PR #2218, opened 2025-11-13
[utils] introduce Splittable

SuperFluffy:
Introduces a `Splittable` trait to remove the const generic on the `Exact` acknowledgment and implements the `Reporters` splitter in terms of it.

Demonstrates how the `Reporters` splitter with optional branches now passes tests where before it would have failed.

### DIFF
--- a/utils/src/acknowledgement.rs
+++ b/utils/src/acknowledgement.rs
@@ -38,7 +38,7 @@ pub trait Acknowledgement: Splittable + Send + Sync + Debug + 'static {
     fn acknowledge(self);
 }
 
-/// [Acknowledgement] that returns once as many acknowledgments returned as `Exact` was split.
+/// [`Acknowledgement`] that returns once as many acknowledgments are received as `Exact` was split.
 ///
 /// If any acknowledgement is not handled, the acknowledgement will be cancelled.
 ///


consensus/src/reporter.rs
```diff
@@ -86,3 +86,37 @@ impl<A, R1, R2> From<(R1, R2)> for Reporters<A, R1, R2> {
...
+                activity.acknowledge();
+            }
+        }
+
+        let mut split =
+            Reporters::<Exact<2>, Reporter, Reporter>::from((Some(Reporter), None::<Reporter>));
+
+        let (ack, waiter) = Exact::<2>::handle();
+        split.report(ack).await;
+        assert!(!waiter.now_or_never().unwrap().is_ok());
```
SuperFluffy: This will panic.

SuperFluffy: Introduced `Splittable` to address this problem.

examples/reshare/src/dkg/ingress.rs
```diff
@@ -48,6 +47,20 @@ where
     sender: mpsc::Sender<Message<H, C, V, A>>,
 }
 
+impl<H, C, V, A> Clone for Mailbox<H, C, V, A>
```
SuperFluffy, line 50: Necessary because `A: !Clone`, and so the derive complains.

consensus/src/simplex/types.rs
```diff
@@ -1748,6 +1748,12 @@ pub enum Activity<S: Scheme, D: Digest> {
     NullifyFinalize(NullifyFinalize<S, D>),
 }
 
+impl<S: Scheme, D: Digest> Splittable for Activity<S, D> {
```
patrick-ogrady, line 1751: Seems we could derive Splittable for anything that implements Clone?

consensus/src/reporter.rs
```diff
@@ -20,17 +21,30 @@ impl<A: Send, R: Reporter<Activity = A>> Reporter for Option<R> {
...
 
     _phantom: PhantomData<A>,
 }
 
+impl<A, R1, R2> Clone for Reporters<A, R1, R2>
+where
+    R1: Clone,
+    R2: Clone,
+{
+    fn clone(&self) -> Self {
```
patrick-ogrady, line 36: Suspect this complains for the same reason you mentioned below around A not being clone?

patrick-ogrady (commented):
Interesting approach...would be VERY nice to not have to specify an `N`.

consensus/src/simplex/types.rs
SuperFluffy: 99% sure we can't because Rust does not have specialization and you run into conflicting trait impls:

If `T: Clone` and also `T: Splittable`, then which impl do you choose? The blanket impl or the specific impl? Rust blocks you from that even if `T` does not yet impl `Clone`.

consensus/src/reporter.rs
SuperFluffy: Yeah. Derive macros essentially do something like `Clone for MyType<A> where A: Clone`, but `A: !Clone` almost always.

Another one of those things that'd be nice to have: https://github.com/rust-lang/lang-team/issues/152

consensus/src/simplex/types.rs
SuperFluffy: https://std-dev-guide.rust-lang.org/policy/specialization.html

patrick-ogrady: Ah, I was thinking keep `Splittable` but just implement `Splittable` for anything that implements `Clone` in `utils` (no specialization should be required)...will try it myself (admit could be off lol)

SuperFluffy: Ah, yeah. Probably. I impl'd it for the simplex `Activity`, because that came to mind. Maybe there are other objects that you frequently "report" on and that might be consumed by more than one reporter?

Bikeshed: technically, isn't the marshal actor the reporter and the consumer the reportee? ^.^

### Work to be completed
An exact copy of every entry is what is needed here.

### Response area
PR #2218, opened 2025-11-13
[utils] introduce Splittable

SuperFluffy:
Introduces a `Splittable` trait to remove the const generic on the `Exact` acknowledgment and implements the `Reporters` splitter in terms of it.

Demonstrates how the `Reporters` splitter with optional branches now passes tests where before it would have failed.

### DIFF
--- a/utils/src/acknowledgement.rs
+++ b/utils/src/acknowledgement.rs
@@ -38,7 +38,7 @@ pub trait Acknowledgement: Splittable + Send + Sync + Debug + 'static {
     fn acknowledge(self);
 }
 
-/// [Acknowledgement] that returns once as many acknowledgments returned as `Exact` was split.
+/// [`Acknowledgement`] that returns once as many acknowledgments are received as `Exact` was split.
 ///
 /// If any acknowledgement is not handled, the acknowledgement will be cancelled.
 ///


consensus/src/reporter.rs
```diff
@@ -86,3 +86,37 @@ impl<A, R1, R2> From<(R1, R2)> for Reporters<A, R1, R2> {
...
+                activity.acknowledge();
+            }
+        }
+
+        let mut split =
+            Reporters::<Exact<2>, Reporter, Reporter>::from((Some(Reporter), None::<Reporter>));
+
+        let (ack, waiter) = Exact::<2>::handle();
+        split.report(ack).await;
+        assert!(!waiter.now_or_never().unwrap().is_ok());
```
SuperFluffy: This will panic.

SuperFluffy: Introduced `Splittable` to address this problem.

examples/reshare/src/dkg/ingress.rs
```diff
@@ -48,6 +47,20 @@ where
     sender: mpsc::Sender<Message<H, C, V, A>>,
 }
 
+impl<H, C, V, A> Clone for Mailbox<H, C, V, A>
```
SuperFluffy, line 50: Necessary because `A: !Clone`, and so the derive complains.

consensus/src/simplex/types.rs
```diff
@@ -1748,6 +1748,12 @@ pub enum Activity<S: Scheme, D: Digest> {
     NullifyFinalize(NullifyFinalize<S, D>),
 }
 
+impl<S: Scheme, D: Digest> Splittable for Activity<S, D> {
```
patrick-ogrady, line 1751: Seems we could derive Splittable for anything that implements Clone?

consensus/src/reporter.rs
```diff
@@ -20,17 +21,30 @@ impl<A: Send, R: Reporter<Activity = A>> Reporter for Option<R> {
...
 
     _phantom: PhantomData<A>,
 }
 
+impl<A, R1, R2> Clone for Reporters<A, R1, R2>
+where
+    R1: Clone,
+    R2: Clone,
+{
+    fn clone(&self) -> Self {
```
patrick-ogrady, line 36: Suspect this complains for the same reason you mentioned below around A not being clone?

patrick-ogrady (commented):
Interesting approach...would be VERY nice to not have to specify an `N`.

consensus/src/simplex/types.rs
SuperFluffy: 99% sure we can't because Rust does not have specialization and you run into conflicting trait impls:

If `T: Clone` and also `T: Splittable`, then which impl do you choose? The blanket impl or the specific impl? Rust blocks you from that even if `T` does not yet impl `Clone`.

consensus/src/reporter.rs
SuperFluffy: Yeah. Derive macros essentially do something like `Clone for MyType<A> where A: Clone`, but `A: !Clone` almost always.

Another one of those things that'd be nice to have: https://github.com/rust-lang/lang-team/issues/152

consensus/src/simplex/types.rs
SuperFluffy: https://std-dev-guide.rust-lang.org/policy/specialization.html

patrick-ogrady: Ah, I was thinking keep `Splittable` but just implement `Splittable` for anything that implements `Clone` in `utils` (no specialization should be required)...will try it myself (admit could be off lol)

SuperFluffy: Ah, yeah. Probably. I impl'd it for the simplex `Activity`, because that came to mind. Maybe there are other objects that you frequently "report" on and that might be consumed by more than one reporter?

Bikeshed: technically, isn't the marshal actor the reporter and the consumer the reportee? ^.^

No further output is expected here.